## TASK ITEM
What is needed is a faithful copy of all the records.

Stored data:
--*--

PR #1070, opened 2022-08-25
Update info on Twig namespaces

ameotoko:
This updates Twig Namespaces section with more precise information about which bundle templates directory is registered automatically, and which can optionally be added.

### DIFF
--- a/docs/dev/framework/templates/architecture.md
+++ b/docs/dev/framework/templates/architecture.md
@@ -92,10 +92,44 @@ worry, you don't have to remember this):
 
 | Directory | Namespace | Order
 |-|-|-|
-| Any bundle's template directory:<br>`/vendor/…/templates`<br>`/vendor/foo/bar/contao/templates` | `@Contao_<bundle>`<br>`@Contao_FooBarBundle` | 1 |
+| Any bundle's template directory:<br>`/vendor/foo/bar/src/Resources/contao/templates` | `@Contao_FooBarBundle` | 1 |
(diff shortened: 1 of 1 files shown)


fritzmg:
In Symfony 6 the default is different. May be we should link to the Symfony Docs instead?

ameotoko:
What do you mean? The [section on namespaces](https://symfony.com/doc/current/templates.html#template-namespaces) is identical between `5.4` and `6.1` branches.

fritzmg:
I mean https://symfony.com/doc/current/bundles/best_practices.html#directory-structure

In Symfony 6 you can extend from `AbstractBundle` which returns the root directory of the package in `getPath` by default.

ameotoko:
Will the [example on creating a bundle](https://docs.contao.org/dev/getting-started/extension/#creating-the-bundle) be updated as well?

fritzmg:
Yes, I definitely want to update that as well (though not by using `AbstractBundle`).

ameotoko:
How about now, @fritzmg?

fritzmg (approved):

fritzmg:
Unfortunately there is a conflict with this PR now. The section has moved to https://github.com/contao/docs/blob/main/docs/dev/framework/templates/architecture.md

ameotoko:
I rebased and brought my edits to the new location "as is". However, I was not following the core team's work in past months, so I may not be on top of the things with this PR anymore.

fritzmg (approved):

fritzmg:
Thank you @ameotoko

--*--

## ANSWER FOR THE TASK
PR #1070, opened 2022-08-25
Update info on Twig namespaces

ameotoko:
This updates Twig Namespaces section with more precise information about which bundle templates directory is registered automatically, and which can optionally be added.

### DIFF
--- a/docs/dev/framework/templates/architecture.md
+++ b/docs/dev/framework/templates/architecture.md
@@ -92,10 +92,44 @@ worry, you don't have to remember this):
 
 | Directory | Namespace | Order
 |-|-|-|
-| Any bundle's template directory:<br>`/vendor/…/templates`<br>`/vendor/foo/bar/contao/templates` | `@Contao_<bundle>`<br>`@Contao_FooBarBundle` | 1 |
+| Any bundle's template directory:<br>`/vendor/foo/bar/src/Resources/contao/templates` | `@Contao_FooBarBundle` | 1 |
(diff shortened: 1 of 1 files shown)


fritzmg:
In Symfony 6 the default is different. May be we should link to the Symfony Docs instead?

ameotoko:
What do you mean? The [section on namespaces](https://symfony.com/doc/current/templates.html#template-namespaces) is identical between `5.4` and `6.1` branches.

fritzmg:
I mean https://symfony.com/doc/current/bundles/best_practices.html#directory-structure

In Symfony 6 you can extend from `AbstractBundle` which returns the root directory of the package in `getPath` by default.

ameotoko:
Will the [example on creating a bundle](https://docs.contao.org/dev/getting-started/extension/#creating-the-bundle) be updated as well?

fritzmg:
Yes, I definitely want to update that as well (though not by using `AbstractBundle`).

ameotoko:
How about now, @fritzmg?

fritzmg (approved):

fritzmg:
Unfortunately there is a conflict with this PR now. The section has moved to https://github.com/contao/docs/blob/main/docs/dev/framework/templates/architecture.md

ameotoko:
I rebased and brought my edits to the new location "as is". However, I was not following the core team's work in past months, so I may not be on top of the things with this PR anymore.

fritzmg (approved):

fritzmg:
Thank you @ameotoko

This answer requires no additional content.